* **WHAT NEEDS TO BE DONE**: Your answer should be the lines below from the one holding "nandorKollar: Actually I" through the one holding "would be used.", copied exactly and with nothing else.
====
PR #497, opened 2018-06-24
PARQUET-1336: PrimitiveComparator should implements Serializable

wangyum:
`PrimitiveComparator` should implements `Serializable`. Otherwise, the following `UserDefinedPredicate` will throw `NotSerializableException`:
```scala
new UserDefinedPredicate[Binary] with Serializable {
  private val strToBinary = Binary.fromReusedByteArray(v.getBytes)
  private val size = strToBinary.length
  val comparator = PrimitiveComparator.UNSIGNED_LEXICOGRAPHICAL_BINARY_COMPARATOR

  override def canDrop(statistics: Statistics[Binary]): Boolean = {
    val max = statistics.getMax
    val min = statistics.getMin
    comparator.compare(max.slice(0, math.min(size, max.length)), strToBinary) < 0 ||
      comparator.compare(min.slice(0, math.min(size, min.length)), strToBinary) > 0
  }

  override def inverseCanDrop(statistics: Statistics[Binary]): Boolean = false

  override def keep(value: Binary): Boolean =
    UTF8String.fromBytes(value.getBytes).startsWith(UTF8String.fromString(v))
}
```

### DIFF
--- a/parquet-column/src/main/java/org/apache/parquet/schema/PrimitiveComparator.java
+++ b/parquet-column/src/main/java/org/apache/parquet/schema/PrimitiveComparator.java
@@ -28,8 +28,9 @@ import java.util.Comparator;
  * {@link Comparator} implementation that also supports the comparison of the related primitive type to avoid the
  * performance penalty of boxing/unboxing. The {@code compare} methods for the not supported primitive types throw
  * {@link UnsupportedOperationException}.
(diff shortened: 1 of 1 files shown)


wangyum:
Thanks @gszadovszky May be this is the reason: https://github.com/apache/parquet-mr/blob/0d55abd05b0e5027c18e60d1ac3b22998dd00951/parquet-column/src/main/java/org/apache/parquet/filter2/predicate/FilterApi.java#L227

PR #498, opened 2018-06-25
PARQUET-1338: Fix PrimitiveType.equals throw NPE

wangyum:
Fix `PrimitiveType.equals` throw NPE.

### DIFF
--- a/parquet-column/src/main/java/org/apache/parquet/schema/PrimitiveType.java
+++ b/parquet-column/src/main/java/org/apache/parquet/schema/PrimitiveType.java
@@ -611,7 +611,7 @@ public final class PrimitiveType extends Type {
    */
   @Override
   protected boolean equals(Type other) {
-    if (!other.isPrimitive()) {
+    if (other == null || !other.isPrimitive()) {
       return false;
     }
     PrimitiveType otherPrimitive = other.asPrimitiveType();
--- a/parquet-column/src/main/java/org/apache/parquet/schema/Type.java
+++ b/parquet-column/src/main/java/org/apache/parquet/schema/Type.java
@@ -283,7 +283,7 @@ abstract public class Type {
 
   @Override
   public boolean equals(Object other) {
-    if (other == null || !(other instanceof Type)) {
+    if (!(other instanceof Type) || other == null) {
       return false;
     }
     return equals((Type)other);
--- a/parquet-column/src/main/java/org/apache/parquet/schema/Type.java
+++ b/parquet-column/src/main/java/org/apache/parquet/schema/Type.java
@@ -283,7 +283,7 @@ abstract public class Type {
 
   @Override
   public boolean equals(Object other) {
-    if (!(other instanceof Type) || other == null) {
+    if (other == null || !(other instanceof Type)) {
       return false;
     }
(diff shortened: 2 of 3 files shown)


parquet-column/src/main/java/org/apache/parquet/schema/PrimitiveType.java
```diff
@@ -611,7 +611,7 @@ protected boolean typeEquals(Type other) {
    */
   @Override
   protected boolean equals(Type other) {
-    if (!other.isPrimitive()) {
+    if (other == null || !other.isPrimitive()) {
```
nandorKollar: How come the other is null? Adding a null check sounds reasonable for me, though I wonder in what situation does one call equals with a null parameter.

parquet-column/src/main/java/org/apache/parquet/schema/Type.java
```diff
@@ -283,7 +283,7 @@ protected boolean equals(Type other) {
 
   @Override
   public boolean equals(Object other) {
-    if (!(other instanceof Type) || other == null) {
```
nandorKollar: Why is this required? The test you wrote fails when I don't apply the change on PrimitiveType, but doesn't fail if I don't apply this.

nandorKollar: Actually I think null check is not needed here at all: https://docs.oracle.com/javase/specs/jls/se10/html/jls-15.html#jls-15.20.2

wangyum:
It seems that my usage is wrong.

rdblue:
@wangyum, the PrimitiveType's equals method still seems wrong. I think the Type implementation that uses instanceof is fine (because null instanceof Anything is always false) but PrimitiveType is definitely wrong.

wangyum:
Thanks @rdblue. I reopened this.

nandorKollar:
It seems to me that this equals method is called from the public equals method of Type, where the null check is already present. Since null check is already done before (the 'real' equals), what's the advantage of doing it here again?

parquet-column/src/main/java/org/apache/parquet/schema/PrimitiveType.java
rdblue: It's part of the method contract: https://docs.oracle.com/javase/7/docs/api/java/lang/Object.html#equals(java.lang.Object)

This basically eliminates the need to add two checks when you want to check equality and the other object may be null. There are lots of cases where equals is used and the code doesn't need to handle null checks in addition.

parquet-column/src/test/java/org/apache/parquet/schema/TestTypeBuilders.java
```diff
@@ -31,6 +31,7 @@
 import static org.apache.parquet.schema.Type.Repetition.*;
 
 public class TestTypeBuilders {
+
```
rdblue: Can you remove this? It is a non-functional change.

rdblue:
@nandorKollar, any `equals` implementation should fulfill the documented contract, regardless of how it is used at the moment. Code changes over time and you don't want NPEs thrown because you didn't foresee how something would be used.

PR #499, opened 2018-06-28
PARQUET-1341: Fix null count stats in unsigned-sort columns.

rdblue:
When a column is all nulls, it has no min and max values, causing it to be handled with the conversion from min and max (not the newer min_value and max_value). In that path, stats are suppressed if the column's expected sort order is not a signed order because the old code only used signed ordering.

This PR always adds the null count, regardless of the handling for min and max or min_value and max_value.


rdblue:
@gszadovszky, can you have a look at this? I think it is a (minor) bug from the recent stats work.

nandorKollar:
There's a failing unit test, which seems to be related to this change:

`Failed tests:   testIgnoreStatsWithSignedSortOrder(org.apache.parquet.format.converter.TestParquetMetadataConverter): Stats should be empty: num_nulls: 3, min/max not defined
`

rdblue:
@nandorKollar, the test failure is because null count is no longer ignored when min and max are. I need to update the test before merging this.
====
* **ANSWER TO THIS PROBLEM**:
nandorKollar: Actually I think null check is not needed here at all: https://docs.oracle.com/javase/specs/jls/se10/html/jls-15.html#jls-15.20.2

wangyum:
It seems that my usage is wrong.

rdblue:
@wangyum, the PrimitiveType's equals method still seems wrong. I think the Type implementation that uses instanceof is fine (because null instanceof Anything is always false) but PrimitiveType is definitely wrong.

wangyum:
Thanks @rdblue. I reopened this.

nandorKollar:
It seems to me that this equals method is called from the public equals method of Type, where the null check is already present. Since null check is already done before (the 'real' equals), what's the advantage of doing it here again?

parquet-column/src/main/java/org/apache/parquet/schema/PrimitiveType.java
rdblue: It's part of the method contract: https://docs.oracle.com/javase/7/docs/api/java/lang/Object.html#equals(java.lang.Object)

This basically eliminates the need to add two checks when you want to check equality and the other object may be null. There are lots of cases where equals is used and the code doesn't need to handle null checks in addition.

parquet-column/src/test/java/org/apache/parquet/schema/TestTypeBuilders.java
```diff
@@ -31,6 +31,7 @@
 import static org.apache.parquet.schema.Type.Repetition.*;
 
 public class TestTypeBuilders {
+
```
rdblue: Can you remove this? It is a non-functional change.

rdblue:
@nandorKollar, any `equals` implementation should fulfill the documented contract, regardless of how it is used at the moment. Code changes over time and you don't want NPEs thrown because you didn't foresee how something would be used.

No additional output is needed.